* [TASK TO COMPLETE]: Could you print each of the records below exactly?

☆ ☆ ☆ ☆ ☆ ☆ ☆

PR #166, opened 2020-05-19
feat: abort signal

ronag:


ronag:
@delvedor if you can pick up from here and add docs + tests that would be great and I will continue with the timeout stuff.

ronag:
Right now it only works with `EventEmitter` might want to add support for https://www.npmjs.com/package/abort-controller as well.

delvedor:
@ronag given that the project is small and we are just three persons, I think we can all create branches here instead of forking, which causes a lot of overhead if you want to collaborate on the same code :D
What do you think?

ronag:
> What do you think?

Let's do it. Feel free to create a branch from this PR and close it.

☆ ☆ ☆ ☆ ☆ ☆ ☆

* [SOLUTION TO THIS PROBLEM]:
PR #166, opened 2020-05-19
feat: abort signal

ronag:


ronag:
@delvedor if you can pick up from here and add docs + tests that would be great and I will continue with the timeout stuff.

ronag:
Right now it only works with `EventEmitter` might want to add support for https://www.npmjs.com/package/abort-controller as well.

delvedor:
@ronag given that the project is small and we are just three persons, I think we can all create branches here instead of forking, which causes a lot of overhead if you want to collaborate on the same code :D
What do you think?

ronag:
> What do you think?

Let's do it. Feel free to create a branch from this PR and close it.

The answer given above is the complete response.